● **WHAT THE EXERCISE ASKS**:
Take the entries below and print, exactly, the stretch from the line containing "PR #45, opened 2015-11-24" through the line containing "Do a git diff", both included.

● **RECORDS SHOWN**:

________________________

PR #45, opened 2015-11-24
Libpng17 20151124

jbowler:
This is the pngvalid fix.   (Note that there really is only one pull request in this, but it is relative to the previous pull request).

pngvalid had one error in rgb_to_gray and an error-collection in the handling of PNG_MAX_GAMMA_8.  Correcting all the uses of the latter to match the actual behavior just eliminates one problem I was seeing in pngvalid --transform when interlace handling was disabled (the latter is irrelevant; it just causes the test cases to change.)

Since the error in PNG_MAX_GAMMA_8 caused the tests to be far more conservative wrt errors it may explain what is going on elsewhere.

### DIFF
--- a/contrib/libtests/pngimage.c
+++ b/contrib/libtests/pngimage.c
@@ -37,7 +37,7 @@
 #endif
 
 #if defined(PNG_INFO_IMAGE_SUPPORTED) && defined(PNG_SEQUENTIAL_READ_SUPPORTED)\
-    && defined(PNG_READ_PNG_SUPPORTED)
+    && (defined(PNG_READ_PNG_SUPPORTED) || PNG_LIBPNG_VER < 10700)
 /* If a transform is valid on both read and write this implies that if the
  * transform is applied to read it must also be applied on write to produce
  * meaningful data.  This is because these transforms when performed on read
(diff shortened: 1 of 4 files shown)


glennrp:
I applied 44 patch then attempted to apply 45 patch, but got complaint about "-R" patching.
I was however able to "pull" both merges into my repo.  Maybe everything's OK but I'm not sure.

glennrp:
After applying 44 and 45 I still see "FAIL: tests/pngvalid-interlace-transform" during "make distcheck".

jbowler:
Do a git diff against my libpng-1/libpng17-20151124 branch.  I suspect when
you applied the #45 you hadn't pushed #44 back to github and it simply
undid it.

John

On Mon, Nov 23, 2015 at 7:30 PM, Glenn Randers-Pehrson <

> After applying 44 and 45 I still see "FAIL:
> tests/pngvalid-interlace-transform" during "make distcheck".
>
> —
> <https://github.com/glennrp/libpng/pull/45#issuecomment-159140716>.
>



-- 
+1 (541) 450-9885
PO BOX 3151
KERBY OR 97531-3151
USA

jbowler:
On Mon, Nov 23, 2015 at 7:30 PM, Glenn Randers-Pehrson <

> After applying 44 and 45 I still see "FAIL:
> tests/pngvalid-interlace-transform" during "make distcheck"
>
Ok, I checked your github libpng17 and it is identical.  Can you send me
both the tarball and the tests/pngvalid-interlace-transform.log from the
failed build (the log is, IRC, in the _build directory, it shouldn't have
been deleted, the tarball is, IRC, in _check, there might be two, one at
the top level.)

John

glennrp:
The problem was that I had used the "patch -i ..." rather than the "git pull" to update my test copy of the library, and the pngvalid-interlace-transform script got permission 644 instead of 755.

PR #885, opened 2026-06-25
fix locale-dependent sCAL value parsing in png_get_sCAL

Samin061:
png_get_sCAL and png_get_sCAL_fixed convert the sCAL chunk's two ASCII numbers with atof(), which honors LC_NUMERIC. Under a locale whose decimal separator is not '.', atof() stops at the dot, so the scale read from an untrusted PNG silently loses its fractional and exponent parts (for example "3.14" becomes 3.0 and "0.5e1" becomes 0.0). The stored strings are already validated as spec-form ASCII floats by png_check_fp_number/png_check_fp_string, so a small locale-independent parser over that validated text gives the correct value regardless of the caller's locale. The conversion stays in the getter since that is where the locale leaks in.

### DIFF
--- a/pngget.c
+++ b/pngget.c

________________________

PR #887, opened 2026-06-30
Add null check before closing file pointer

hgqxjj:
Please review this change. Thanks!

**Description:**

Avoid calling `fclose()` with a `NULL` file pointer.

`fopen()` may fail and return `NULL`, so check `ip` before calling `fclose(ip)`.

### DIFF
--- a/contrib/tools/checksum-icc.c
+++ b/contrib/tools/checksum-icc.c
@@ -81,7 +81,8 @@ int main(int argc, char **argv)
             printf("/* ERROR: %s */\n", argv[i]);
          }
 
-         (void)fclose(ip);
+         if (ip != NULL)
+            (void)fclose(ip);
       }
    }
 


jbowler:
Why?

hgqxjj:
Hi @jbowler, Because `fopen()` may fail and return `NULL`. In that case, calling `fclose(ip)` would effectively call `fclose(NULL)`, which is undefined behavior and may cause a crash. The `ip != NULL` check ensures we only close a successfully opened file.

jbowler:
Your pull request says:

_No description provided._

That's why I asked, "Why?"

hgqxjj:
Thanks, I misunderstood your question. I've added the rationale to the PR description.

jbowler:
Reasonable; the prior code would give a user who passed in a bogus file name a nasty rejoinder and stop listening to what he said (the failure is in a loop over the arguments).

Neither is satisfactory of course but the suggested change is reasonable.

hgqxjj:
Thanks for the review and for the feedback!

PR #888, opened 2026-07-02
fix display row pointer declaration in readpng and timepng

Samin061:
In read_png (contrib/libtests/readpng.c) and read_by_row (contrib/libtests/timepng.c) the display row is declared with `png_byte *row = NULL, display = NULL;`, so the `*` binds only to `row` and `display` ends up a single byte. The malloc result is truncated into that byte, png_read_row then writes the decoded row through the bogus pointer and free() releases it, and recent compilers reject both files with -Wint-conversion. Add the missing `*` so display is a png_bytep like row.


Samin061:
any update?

________________________

● **SOLUTION TO THE EXERCISE**:
PR #45, opened 2015-11-24
Libpng17 20151124

jbowler:
This is the pngvalid fix.   (Note that there really is only one pull request in this, but it is relative to the previous pull request).

pngvalid had one error in rgb_to_gray and an error-collection in the handling of PNG_MAX_GAMMA_8.  Correcting all the uses of the latter to match the actual behavior just eliminates one problem I was seeing in pngvalid --transform when interlace handling was disabled (the latter is irrelevant; it just causes the test cases to change.)

Since the error in PNG_MAX_GAMMA_8 caused the tests to be far more conservative wrt errors it may explain what is going on elsewhere.

### DIFF
--- a/contrib/libtests/pngimage.c
+++ b/contrib/libtests/pngimage.c
@@ -37,7 +37,7 @@
 #endif
 
 #if defined(PNG_INFO_IMAGE_SUPPORTED) && defined(PNG_SEQUENTIAL_READ_SUPPORTED)\
-    && defined(PNG_READ_PNG_SUPPORTED)
+    && (defined(PNG_READ_PNG_SUPPORTED) || PNG_LIBPNG_VER < 10700)
 /* If a transform is valid on both read and write this implies that if the
  * transform is applied to read it must also be applied on write to produce
  * meaningful data.  This is because these transforms when performed on read
(diff shortened: 1 of 4 files shown)


glennrp:
I applied 44 patch then attempted to apply 45 patch, but got complaint about "-R" patching.
I was however able to "pull" both merges into my repo.  Maybe everything's OK but I'm not sure.

glennrp:
After applying 44 and 45 I still see "FAIL: tests/pngvalid-interlace-transform" during "make distcheck".

jbowler:
Do a git diff against my libpng-1/libpng17-20151124 branch.  I suspect when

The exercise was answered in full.